** Supplied records follows **

PR #920, opened 2020-06-29
graphql: consider default values for graphql execution

### LINKED ISSUE #866: graphql: default variables are not working
Two screenshot below should be self-explanatory. First query without default variable:

Screenshot 2020-06-02 at 11 49 31

Second with uuid default variable:

Screenshot 2020-06-02 at 11 50 17

One server record were expected to be in response

olegrok:
Closes #866

### DIFF
--- a/test/integration/graphql_test.lua
+++ b/test/integration/graphql_test.lua
@@ -779,3 +779,51 @@ function g.test_middleware()
         }
     )
 end
+
+g.test_default_values = function()
+    local server = cluster.main_server
+
+    server.net_box:eval([[
+        package.loaded['test'] = package.loaded['test'] or {}
+        package.loaded['test']['test_default_value'] = function(_, args)
+            if args.arg == nil then
+                return 'nil'
+            end
+            return args.arg
+        end
+
+        local graphql = require('cartridge.graphql')
+        local types = require('cartridge.graphql.types')
+
+        graphql.add_callback({
+            name = 'test_default_value',
+            args = {
+                arg = types.string,
+            },
+            kind = types.string,
+            callback = 'test.test_default_value',
+        })
+    ]])
+
+    t.assert_equals(
+        server:graphql({
+            query = [[
+                query($arg: String = "default_value") {
+                    test_default_value(arg: $arg)
+                }
+            ]],
+        variables = {}}
+        ).data.test_default_value, 'default_value'
+    )
+
+    t.assert_equals(
+        server:graphql({
+            query = [[
+                query($arg: String = "default_value") {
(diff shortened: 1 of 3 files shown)


test/integration/graphql_test.lua
```diff
@@ -779,3 +779,37 @@ function g.test_middleware()
...
+    ]])
+
+    t.assert_equals(
+        server:graphql({
+            query = [[
+                query($arg: String = "default_value") {
+                    test_default_value(arg: $arg)
+                }
+            ]],
+        variables = {arg = box.NULL}}
```
RunsFor, line 812: I believe, if there is an explicit `null` value, it should override default value. I suggest split this into 2 tests:

1. `variables = {}` - returns `default value`
2. `variables = {arg = box.NULL}` returns `nil`

RunsFor: Also, consider a case, when argument is nonNull. Query should return an error if default value is provided, but variable has been set to `box.NULL`

olegrok: I agree with you - https://github.com/graphql/graphql-spec/pull/418 (seems it's covered in spec).

So, I'll try to fix it.

olegrok: @RunsFor 

I've updated my MR. Since that default arrays and objects are supported. And there is a difference between explicitly passed "null" and just omitted argument. However, I've noticed that nonNull arguments can't have default values -  https://github.com/tarantool/cartridge/blob/master/cartridge/graphql/rules.lua#L411

test/integration/graphql_test.lua
```diff
@@ -779,3 +779,134 @@ function g.test_middleware()
...
+
+    t.assert_equals(
+        server:graphql({
+            query = [[
+                query($arg: default_input_object = {field: "default_value"}) {
+                    test_default_object(arg: $arg)
+                }
+            ]],
+        variables = {arg = box.NULL}}
+        ).data.test_default_object, 'nil'
```
RunsFor, line 910: Are you sure? I suppose it should return nothing (`nil`), not string `"nil"`

olegrok: Cartridge doesn't allow to return "nil" as a value. I return "nil" as string in my functions in such case - https://github.com/tarantool/cartridge/pull/920/files#diff-cf7848a656b50a8b4ce2cc926bef5205R790

olegrok: There is a root of such workaroundhttps://github.com/tarantool/cartridge/blob/1f4a8e026fefa2d8434bca4a2a2cde29750d59a9/cartridge/graphql.lua#L304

** End of Supplied records **

Task item -
Would you reproduce every record above exactly as it appears?

Solved exercise -
PR #920, opened 2020-06-29
graphql: consider default values for graphql execution

### LINKED ISSUE #866: graphql: default variables are not working
Two screenshot below should be self-explanatory. First query without default variable:

Screenshot 2020-06-02 at 11 49 31

Second with uuid default variable:

Screenshot 2020-06-02 at 11 50 17

One server record were expected to be in response

olegrok:
Closes #866

### DIFF
--- a/test/integration/graphql_test.lua
+++ b/test/integration/graphql_test.lua
@@ -779,3 +779,51 @@ function g.test_middleware()
         }
     )
 end
+
+g.test_default_values = function()
+    local server = cluster.main_server
+
+    server.net_box:eval([[
+        package.loaded['test'] = package.loaded['test'] or {}
+        package.loaded['test']['test_default_value'] = function(_, args)
+            if args.arg == nil then
+                return 'nil'
+            end
+            return args.arg
+        end
+
+        local graphql = require('cartridge.graphql')
+        local types = require('cartridge.graphql.types')
+
+        graphql.add_callback({
+            name = 'test_default_value',
+            args = {
+                arg = types.string,
+            },
+            kind = types.string,
+            callback = 'test.test_default_value',
+        })
+    ]])
+
+    t.assert_equals(
+        server:graphql({
+            query = [[
+                query($arg: String = "default_value") {
+                    test_default_value(arg: $arg)
+                }
+            ]],
+        variables = {}}
+        ).data.test_default_value, 'default_value'
+    )
+
+    t.assert_equals(
+        server:graphql({
+            query = [[
+                query($arg: String = "default_value") {
(diff shortened: 1 of 3 files shown)


test/integration/graphql_test.lua
```diff
@@ -779,3 +779,37 @@ function g.test_middleware()
...
+    ]])
+
+    t.assert_equals(
+        server:graphql({
+            query = [[
+                query($arg: String = "default_value") {
+                    test_default_value(arg: $arg)
+                }
+            ]],
+        variables = {arg = box.NULL}}
```
RunsFor, line 812: I believe, if there is an explicit `null` value, it should override default value. I suggest split this into 2 tests:

1. `variables = {}` - returns `default value`
2. `variables = {arg = box.NULL}` returns `nil`

RunsFor: Also, consider a case, when argument is nonNull. Query should return an error if default value is provided, but variable has been set to `box.NULL`

olegrok: I agree with you - https://github.com/graphql/graphql-spec/pull/418 (seems it's covered in spec).

So, I'll try to fix it.

olegrok: @RunsFor 

I've updated my MR. Since that default arrays and objects are supported. And there is a difference between explicitly passed "null" and just omitted argument. However, I've noticed that nonNull arguments can't have default values -  https://github.com/tarantool/cartridge/blob/master/cartridge/graphql/rules.lua#L411

test/integration/graphql_test.lua
```diff
@@ -779,3 +779,134 @@ function g.test_middleware()
...
+
+    t.assert_equals(
+        server:graphql({
+            query = [[
+                query($arg: default_input_object = {field: "default_value"}) {
+                    test_default_object(arg: $arg)
+                }
+            ]],
+        variables = {arg = box.NULL}}
+        ).data.test_default_object, 'nil'
```
RunsFor, line 910: Are you sure? I suppose it should return nothing (`nil`), not string `"nil"`

olegrok: Cartridge doesn't allow to return "nil" as a value. I return "nil" as string in my functions in such case - https://github.com/tarantool/cartridge/pull/920/files#diff-cf7848a656b50a8b4ce2cc926bef5205R790

olegrok: There is a root of such workaroundhttps://github.com/tarantool/cartridge/blob/1f4a8e026fefa2d8434bca4a2a2cde29750d59a9/cartridge/graphql.lua#L304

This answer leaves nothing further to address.